LONDON (Reuters Breakingviews) - Christian Sewing has had a surprisingly good year, but 2021 will be harder. The chief executive of 17 billion euro Deutsche Bank will most likely have to abandon his medium-term profitability target. Reviving a merger with rival Commerzbank is the most logical Plan B.
A pandemic-fuelled trading boom, relatively low loan losses and heavy cost cuts have helped Sewing in 2020. Deutsche’s shares are up 17% this year, while the Euro STOXX Banks Index is down 45%.
In 2021, however, it will become clear that Sewing’s targeted 8% return on tangible equity for 2022 is out of reach. It would require Deutsche to generate 24.5 billion euros of revenue, according to Breakingviews calculations based on Sewing’s own cost targets and analysts’ estimates for loan losses. Even if investment banking income holds steady - which is unlikely as volatility fades - the rest of Deutsche would have to grow at a 1.1% average annual rate. Analysts expect the top line to shrink instead.

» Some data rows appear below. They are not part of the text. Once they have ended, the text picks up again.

PR #1056, opened 2016-11-11
Fix path to open-watcom installer

Andne:
It appears that the path on the server for open-watcom changed recently.  The installer is now in the /install directory instead of the /pub directory.  I have updated the path in the script and my builds on travis-ci are working again.


Andne:
The second commit is to use HTTP instead of FTP.  For whatever reason the watcom FTP server runs at about 10% the speed of the HTTP server.  As a result, the build completes significantly faster when using the HTTP server.

Andne:
@arstrube It seems like CPPU6.EXE may not actually be running.  What is the file-size limit for the executables?  I kind of doubt that's the problem, would expect the linker to error out then, but it is definitely the largest one.  Is something else happening here maybe?

arstrube:
Hi Andy, first of all, many thanks for taking care of this. 

Sadly, my current project has taking me away from C and unit testing and put me into the world of build management and IBM ClearCase. That's why I haven't shown up here recently.

Your observation is right; CPPU6.EXE did not run. It would be nice if this kind of problem would fail the test. I don't know off-hand why it doesn't.

The linker will link a much bigger exe than this without complaint, however, the resulting EXE cannot run. The size limit isn't exactly 640k, either. It looks like in order to fix this, we will have to introduce CPPU8.EXE, because all of the existing exe's are fairly large and it wouldn't be a good idea to try and move stuff around between them.

I haven't worked on CppUTest for a while; hence I'm not sure that my development environment still works as it should!

Andne:
Looks like I was able to re-arrange the objects to allow all executables to run without adding another.  I did re-name some of them to indicate which ones test CppUTest vs. CppUTestExt though.  This is definitely something to keep an eye on though.  Maybe we should pick a known good size as the limit and fail the build if any of the files exceed that size limit?

platforms/Dos/Makefile
```diff
@@ -29,8 +29,9 @@ CXXFLAGS := $(CFLAGS) -xds
 
 .PHONY: all clean
 
-all: CPPU.LIB CPPUX.LIB CPPU1.EXE CPPU2.EXE CPPU3.EXE CPPU4.EXE \
-    CPPU5.EXE CPPU6.EXE CPPU7.EXE
+all: CPPU.LIB CPPUX.LIB \
+     CPPU1.EXE CPPU2.EXE CPPU3.EXE \
+     CPPUX1.EXE CPPUX2.EXE CPPUX3.EXE CPPUX4.EXE
```
arstrube: Hi Andy,

I would recommend not to do this, because it breaks the automatic running of the tests via batch file!

Andne: Oops, I only looked at the shell script, and it seemed to handle this fine.

I assume by batch file you mean ALLTESTS.BAT, to me it looks like it just runs any *.exe file in the current directory.

arstrube: Oh, okay. I guess I changed it at some point.

Still, I would suggest to make it two PRs - the first one for the essential fixes (like the PR I just submitted), and a second one for the name changes. It has been some time since I worked on this; initially I had namings like the ones you now suggest (and they make a lot of sense), then I changed it to simplify things. 

I am actually surprised that ALLTESTS.BAT runs just any .exe; this is not really good in my opinion!

arstrube: And so does the shell script - a well, so be it then.

arstrube:
As for the silent failure, I remember now why.

The exe fails inside DosBox, and I could not find any way to propagate this failure to outside of the DosBox! If you have any idea, that would be great.

arstrube:
In any case, thank you for picking this up and working on it!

Sewing’s alternatives are limited. There will be little fat left to cut by 2022, since he has pledged to reduce costs by one-quarter from 2018’s level, and exited businesses such as equities trading.

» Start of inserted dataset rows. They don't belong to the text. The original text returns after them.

PR #1057, opened 2016-11-11
Adding strdup support

felipe-lavratti:
Hello,

Created a PR adding support to `strdup` and `strndup`, addressing issue #3.

I decided __not__ to add a `PlatformSpecificStrlen` abstraction pointer for a few reasons:
  1. it would enforce platforms to include `strings.h` sometimes unnecessary,  
  2. it would be hard to platform code autodetect `strdup`
  3. testing platform code is pain, I kept platform changes to its minimum in this PR.

This way, CppUTest has its own `strlen` implementation that relay on the C standard that all strings are null terminated, if any platform decides to override this behaviour, then it shall not enable `CPPUTEST_HAVE_STRDUP` on config file.

Automake will enable `CPPUTEST_HAVE_STRDUP` automatically if the original `strdup` function is available in the platform.

It's the first time I dig into CppUTest internals and did liked what I saw, very good written code, I hope I kept it in its standards. 

Anything you may need, please feel free to ask.
Felipe


felipe-lavratti:
Hold this PR until I fix the CI checks.

felipe-lavratti:
About coverage (https://coveralls.io/builds/8783613)
It has decreased a little since coverage runs with CMake, where strdup macros are disabled. How do you recommend I approach it?

felipe-lavratti:
Fixed CI checks;
Added CMake checks for `strdup` and left enabled by default to increase code coverage.

basvodde:
Seems to be a conflict now. Usually a bit smaller commits would be prefered. Unfortunately, I tend to take way too long merging large PRs. (sorry people)

felipe-lavratti:
Hi @basvodde, it's a simple conflict, we have both fixed the path of the `travis_ci_build.sh` script, I'm resolving conflicts and pushing right now. Sorry about that.

basvodde:
Added some comments, but merged it anyway. Looks ok.

Thanks.

configure.ac
```diff
@@ -60,7 +60,7 @@ AC_TYPE_LONG_LONG_INT
 
 # Checks for library functions.
 AC_FUNC_FORK
-AC_CHECK_FUNCS([gettimeofday memset strstr])
+AC_CHECK_FUNCS([gettimeofday memset strstr strdup])
```
felipe-lavratti: It depends the level of coverage you want. 
strdup and strndup are both available when the user doesn't mess up with feature_test_macros and restrict itself only with the -std=gnuXX flag to enable gnu extensions. In the worst case the user namespace may end up with one extra symbol in these very specific cases. 
The reason I did not check for both strdup and strndup on configure is to avoid extra macros in code.

What do you recommend me to approach this?

include/CppUTest/MemoryLeakDetectorMallocMacros.h
```diff
@@ -34,18 +36,11 @@ extern void crash_on_allocation_number(unsigned number);
...
- * size_t length = 1 + strlen(str);
- * char* result = (char*) cpputest_malloc_location(length, file, line);
- * memcpy(result, str, length);
- * return result;
- *
- */
+#ifdef CPPUTEST_HAVE_STRDUP
+#define strdup(str) cpputest_strdup_location(str, __FILE__, __LINE__)
+#define strndup(str, n) cpputest_strndup_location(str, n, __FILE__, __LINE__)
+#define CPPUTEST_USE_STRDUP_MACROS 1
```
felipe-lavratti: The CPPUTEST_USE_STRDUP_MACROS definition was only a matter of stardization in the header and tests, since CPPUTEST_USE_MALLOC_MACROS definition is created below, so I felt it was better to stick with this style. 
In my opinion all these test macros could be refactored/simplified after we get CMake to generate a complete Config.h as Autotools do.

Again, I'd be glad to change it to match your criteria.

felipe-lavratti:
Glad to be of any use :)

PR #1058, opened 2016-11-11
My suggestion for fixing the Wcl problems

arstrube:
I suggest to make as few changes as needed.

In the future, if any of the EXE's doesn't run, some of its tests can be moved to CPPU8.EXE


basvodde:
Now this has conflicts :(

arstrube:
Hi Bas, the conflicts are expected. This was an alternative to #1056.

PR #1059, opened 2016-11-13
Match tests folder to src and include folders

Andne:
Nothing functional changed in this one, I'm just fixing a layout quirk that I've wondered about for a while.  The src and include folders have separate subfolders for CppUTest and CppUTestExt while the tests folder has the CppUTest files in it directly and the CppUTestExt files in a subfolder.  I've re-arranged this to put all of the CppUTest test files in tests/CppUTest instead and updated the various project files to point to them there.

As far as I can tell, I've updated all of the main project files, or at least everything that runs on Travis-CI and Appveyor.  There may be some other project under platforms that need updating yet, but I can't do those since I don't have the ability to run those projects.

Thoughts?


basvodde:
Seems pretty ok. Leaving some time to comment as the change is pretty big.

arstrube:
Much appreciated. Been wishing for this a long time!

Dusting off the aborted 2019 Commerzbank deal would help. A merger could generate 2.9 billion euros in annual savings, based on the 12% of combined expenses targeted in the recent Caixabank and Bankia merger. Add that to the two banks’ forecast net income, and the new group’s ROTE would reach 7% in 2022, according to Breakingviews calculations based on Refinitiv data. A solo Deutsche would churn out just a 3.1% return that year, analysts reckon.

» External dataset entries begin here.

PR #1069, opened 2016-12-07
Added mac builds on travis

felipe-lavratti:
Now it is right.
Build will fail in two mac builds, without the IEEE fix.

### DIFF
--- a/.travis.yml
+++ b/.travis.yml
@@ -30,6 +30,44 @@ matrix:
       env: BUILD=cmake_coverage
     - compiler: gcc
       env: BUILD=test_report
+    - compiler: clang
+      os: osx
+      env: BUILD=autotools
+      addons:
+        apt:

Sewing’s cleanup makes his bank a more appealing partner than in 2019, when the lenders called off talks citing execution risks and capital requirements. Deutsche has shed 27 billion euros of risk-weighted assets through its bad bank, and should finally generate a profit next year. European regulators have also made it clear they won’t necessarily raise capital requirements after mergers.
Finally, Commerzbank’s equity value has slumped since early 2019. Assuming a 30% acquisition premium, Deutsche shareholders would own 70% of the new bank, versus 60% in early 2019, giving them more of the upside. Sewing’s revamp might not deliver the hoped-for returns. But at least it’s making Deutsche fit for a deal.